Observations from Opening the Estuary Mouth
Within a day of the mouth being artificially opened to the Indian Ocean, Nile crocodiles were observed moving in and out of the mouth, foraging on prey washing out into the sea. Most of the prey were sharptooth catfish. Similarly, adult bull sharks were observed at the mouth since the day it opened, and the presence of adult bull sharks at the mouth and along the coastline was observed sporadically for three months after opening.
On 16 January 2021, ten days after opening the mouth, the authors of the paper witnessed something amazing. An adult Nile crocodile was photographed with a neonate bull shark in its jaws. When first spotted, the juvenile shark was still alive and moving, but after a few bites the shark went limp and the crocodile swallowed it head-first.
The authors of the paper were able to tag a total of nine neonate bull sharks with acoustic tags. It was assumed that this cohort of juvenile sharks were pupped after the opening of the estuary mouth.
During the almost two decades that the St Lucia Estuary was closed off from the Indian Ocean, the system underwent many changes and it was unclear whether any bull sharks survived. The observations made in the study suggests that bull sharks were able to almost immediately respond to the mouth opening and pupped within the first week of the reconnection between the estuary and the sea.
This rapid response by bull sharks highlights the resilience and adaptability of bull sharks, as well as the importance of St Lucia and other estuarine environments for nursery habitats for bull sharks. Bull sharks are known to exhibit natal philopatry (remaining in, or returning to their place of birth), so it is possible that adult sharks born at St Lucia returned to their natal estuary to pup, guided by environmental cues.
Although there are reports of crocodiles preying on sharks in Australia, it appears to be a rare occurrence. In South Africa there are some reports of Nile crocodiles feeding on bull sharks at St Lucia, however this study produced the first photographic evidence. Although bull sharks are not an important prey item to Nile crocodiles, a single neonate shark weighing 2.5 kg may constitute a large portion of a crocodile’s daily food intake and could be an important opportunistic food source.

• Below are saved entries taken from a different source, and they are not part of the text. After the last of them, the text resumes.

PR #3440, opened 2026-02-17
Reapply "Move non-sysdep third-party projects after base and compiler"

ScottTodd:
## Motivation

This reverts https://github.com/ROCm/TheRock/pull/3439 to reapply https://github.com/ROCm/TheRock/pull/2045 and fix https://github.com/ROCm/TheRock/issues/2003.

## Technical Details

The original PR was missing changes in `BUILD_TOPOLOGY.toml`. If we switch more third-party subprojects to use the amd-llvm toolchain they will need similar changes.

I'm also testing a follow-up change to migrate (nearly) all other third-party subprojects to use amd-llvm.

We could re-evaluate the build stages as "Foundation" gets smaller and "Compiler Runtime" gets larger (could merge them or split out a new stage for third party deps that use the compiler 🤔).

## Test Plan

Run multi-arch CI on this branch: https://github.com/ROCm/TheRock/actions/runs/22112365715
- [x] check logs for "Foundation" stage (should NOT build spdlog)
- [x] check logs for "Compiler Runtime" stage (should build spdlog and upload the artifact)
- [x] check "fetch inbound artifacts" logs for "Profiler Apps" stage (should fetch spdlog artifact)

## Submission Checklist

- [x] Look over the contributing guidelines at https://github.com/ROCm/ROCm/blob/develop/CONTRIBUTING.md#pull-requests.

PR #3548, opened 2026-02-21
Clarify the difference between sysdeps and other third-party deps

ScottTodd:
## Motivation

Following up on discussion at https://github.com/ROCm/TheRock/pull/3440#discussion_r2824891404.

The descriptions in `BUILD_TOPOLOGY.toml` for `third-party-sysdeps` and `third-party-libs` were misleading. This adds more specific background details explaining what qualifies as a sysdep.

## Submission Checklist

### DIFF
--- a/third-party/sysdeps/README.md
+++ b/third-party/sysdeps/README.md
@@ -6,6 +6,7 @@ symbol versioning, and installation into `lib/rocm_sysdeps/` — so that ROCm ca
 ship private copies without conflicting with system-installed versions.
 
 This is distinct from the other third-party libraries under `third-party/` (fmt,
-spdlog, flatbuffers, etc.), which are build dependencies built as normal CMake
-targets. See [Dependencies](/docs/development/dependencies.md) for
-the full explanation of the two categories.
+spdlog, flatbuffers, etc.), which are build dependencies not given special
+treatment for portable distribution. See
+[Dependencies](/docs/development/dependencies.md) for the full explanation of
+the two categories.


ScottTodd:
> Thanks for picking this up. The _built as normal CMake targets_ for other third-party libraries confuses me a bit. At least from a CMake perspective I don't think one is more special than the other.

"Regular" third-party subprojects seem pretty simple, like https://github.com/ROCm/TheRock/blob/998bf613eba72f39cd32e04fd2b142c5b1a28086/third-party/eigen/CMakeLists.txt#L1-L19

The sysdeps subprojects all do this dance:
* https://github.com/ROCm/TheRock/blob/998bf613eba72f39cd32e04fd2b142c5b1a28086/third-party/sysdeps/linux/elfutils/CMakeLists.txt#L1-L6
* https://github.com/ROCm/TheRock/blob/998bf613eba72f39cd32e04fd2b142c5b1a28086/third-party/sysdeps/linux/elfutils/CMakeLists.txt#L54-L60

Is that just because they use `make`, `meson`, etc.? Here's one that builds with CMake but follows the same pattern: https://github.com/ROCm/TheRock/blob/main/third-party/sysdeps/common/bzip2/CMakeLists.txt.

Should we document that pattern too? Do you want that in this PR or follow-up work?

marbre:
I think you have hit a rather complicated sysdep with `elfutils`.

* host-blas has a custom name as well even though the build is CMake based:
https://github.com/ROCm/TheRock/blob/e40a6da680f0a83fd931a5285ee1dc7cde5fd8c8/third-party/host-blas/CMakeLists.txt#L109-L130
* Another example is boost which has a custom CMake config with https://github.com/ROCm/TheRock/blob/e40a6da680f0a83fd931a5285ee1dc7cde5fd8c8/third-party/boost/cmake_project/CMakeLists.txt in addition to TheRock config (https://github.com/ROCm/TheRock/blob/e40a6da680f0a83fd931a5285ee1dc7cde5fd8c8/third-party/boost/CMakeLists.txt.
* Some of the deps are also patched, see https://github.com/ROCm/TheRock/blob/e40a6da680f0a83fd931a5285ee1dc7cde5fd8c8/third-party/grpc/patch_install_linux.sh (side note, we should avoid patching with sed ...).


What makes the sysdeps really special are the custom so names and version map with private symbol versions.

ScottTodd:
How's this now? I adjusted the language around "normal cmake builds".

marbre:
> How's this now? I adjusted the language around "normal cmake builds".

Thanks for iterating :)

It still remains unclear how the St Lucia estuarine ecosystem will respond over time to the artificial breaching of the sand berm. The study provides evidence to suggest that recruitment of a top predator into the estuary is rapid. The amazing observations by the authors, and the rich biodiversity of the estuary, warrant St Lucia and iSimangaliso Wetland Park its World Heritage status, and the authors hope that the results of their study further encourage conservation efforts into maintaining a healthy ecosystem.